We are in many ways evolving the methods we apply to teach science so that we can incorporate the information gleaned from scientific investigations. We have a better understanding of how the human mind works and how to incorporate data through all sources including visual. Findings from a variety of disciplines are leading to the emergence of a fundamentally new view of the human mind, and with it a new framework for the behavioral and social sciences. First, with the advent of the cognitive revolution, human nature can finally be defined precisely as the set of universal, species-typical information-processing programs that operate beneath the surface of expressed cultural variability. Second, this collection of cognitive programs evolved in the Pleistocene to solve the adaptive problems regularly faced by our hunter-gatherer ancestors’ problems such as mate selection, language acquisition, co-operation, and sexual infidelity.² Consequently, the traditional view of the mind as a general-purpose computer, tabula rasa, or passive recipient of culture is being replaced by the view that the mind resembles an intricate network of functionally specialized computers, each of which imposes content of full structure on human mental organization and culture. The adapted mind explores this new approach, evolutionary psychology, and its implications for a new view of culture.
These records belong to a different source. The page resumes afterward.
PR #275, opened 2022-04-05
Add parameter rename capability

lesaltzm:
Adds RenameDriver and entry point in Engine. This allows hosts to rename arbitrary fields in the parameter record, and apply that update to as many expressions as needed.


src/libraries/Microsoft.PowerFx.Core/Glue/SimpleResolver.cs
```diff
@@ -55,10 +55,10 @@ internal class SimpleResolver : INameResolver
         /// Initializes a new instance of the <see cref="SimpleResolver"/> class.
         /// </summary>
         /// <param name="config"></param>
+        /// <param name="skipGlobalDisplayNames">For some scenarios, we force lookups to only be by logical names.</param>
```
lesaltzm, line 58: remove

This material is intended to provide a platform for science teachers and others to look at different ways of incorporating art into the science curriculum. It is foundational to my science class pedagogy to incorporate the type of content that enriches the experience for all students. Science gives us, as teachers, so many opportunities to improve beyond the textbook curriculum. The greatest thinkers in antiquity would not have made as clear a distinction in disciplines as we do in modern times. For example, Leonardo da Vinci and Michelangelo were simply not able to go to Benjamin Moore’s and pick up the paint they desired to use. They needed to understand the principle of its creation as in what type of pigment and what type of binder needed to be used. Great artists of the past like George Stubbs, in order to fully understand how to paint a horse form, studied the anatomy of the horse and what lies beneath the surface of the skin that they were painting.

Our students can learn more through a well-rounded approach that teaches as well as takes into consideration all possible related materials and has the added benefit of holding the students’ attention while opening their minds. There was a time when teaching was more instruction from a textbook mixed with some examples for the student involvement experiences. This practice would lead students to embrace the material, spend time and effort to study, and understand the subject matter instead of simply regurgitating talking points from a lecture given by a teacher. This is to help us get back to that place before social media, such as TikTok challenges and attention spans that are ever diminishing, by engaging students’ creativity. Creating a connection to biology through art should not only feel natural and proper but also be fulfilling for both students and teachers.